Bravotv.com: How were you feeling about Jax post-his break-up with Laura-Leigh and pre-confession? Why were you continuing to see Frank at that time?
Stassi Schroeder: It was actually a very confusing time for me. I didn't know whether to trust Jax or not, but was willing to open myself up to him as a friend. He claimed he loved me and said all those wonderful things to me, but I just always sensed he wasn't being 100 percent honest. I was very guarded with him. I hung out with Frank a few times after because our break up had come out of nowhere and it didn't feel like we truly hashed things out and said our peace. We needed to see each other a few more times to really talk and figure things out.
Bravotv.com: What did you think seeing Jax in therapy? Did it change how you felt about him at all?
SS: Not really, because he lied right to the therapist's face. He claims all the time how he wants to change and is good and telling people what they want to hear, which is exactly what I saw when I watched that scene. I can appreciate him making the effort to go to a therapist, but if you aren't even going to be honest there, then what's the point?

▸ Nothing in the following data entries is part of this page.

PR #305, opened 2021-12-02
group: adds a function for sampling non-zero scalars.

### LINKED ISSUE #303: Random non-zero scalar generation
Currently, `Group.RandomScalar()` returns a scalar from the group Z_p, which includes the zero element. Some protocols require randomly sampling a scalar from the set of scalars with a multiplicative inverse (Z_p^*). One can implement this with `Group.RandomScalar`, but I wonder if adding a function to the Group interface would be useful. Thoughts?

armfazh:
Fixes #303 

check commit: 1baa8f29f3d421dc13a87a7935bdd4e8cf7a1151


chris-wood:
Is it possible to keep `f13259a` out of this PR? It _seems_ unrelated.

go.mod
```diff
@@ -4,6 +4,6 @@ go 1.15
 
 require (
 	github.com/bwesterb/go-ristretto v1.2.1
-	golang.org/x/crypto v0.0.0-20210921155107-089bfa567519
-	golang.org/x/sys v0.0.0-20211007075335-d3039528d8ac
+	golang.org/x/crypto v0.0.0-20211117183948-ae814b36b871
+	golang.org/x/sys v0.0.0-20211124211545-fe61309f8881
```
bwesterb, line 8: Is this intentional?

bwesterb (approved):

group/ristretto255.go
```diff
@@ -145,6 +155,7 @@ func (e *ristrettoElement) UnmarshalBinary(data []byte) error {
 	return e.p.UnmarshalBinary(data)
 }
 
+func (s *ristrettoScalar) String() string     { return fmt.Sprintf("0x%x", s.s.Bytes()) }
```
chris-wood, line 158: Do we need this?

chris-wood (approved):

go.mod
armfazh: Yes

group/ristretto255.go
armfazh: Yes.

Bravotv.com: What did you think of Jax's confession?
SS: It was one of the most heartbreaking moments of my life. I spent the whole summer being the only one to believe he cheated, and to finally hear him admit it was just insane. I was going through so many different emotions, I was angry, sad, anxious, yet at the same time I had a feeling of vindication. No one believed me this whole season, my friends chose to believe Jax. I had the loneliest summer of my life and finally I was getting some justification.
Bravotv.com: What did you think watching this season? Were you surprised seeing things from the other side?
SS: What surprised me the most was watching Katie and Kristen. They fully believed Jax was telling the truth, and I didn't realize how hurt they felt about me. The whole summer, I had just been feeling like the abandoned one, then watching the whole season, I see how they felt abandoned in a way as well. I obviously don't like some of the things they've said about me but we are all guilty of hurting each other to a certain extent. No one is innocent. I just feel fortunate that we were all able to move past this and become a family again.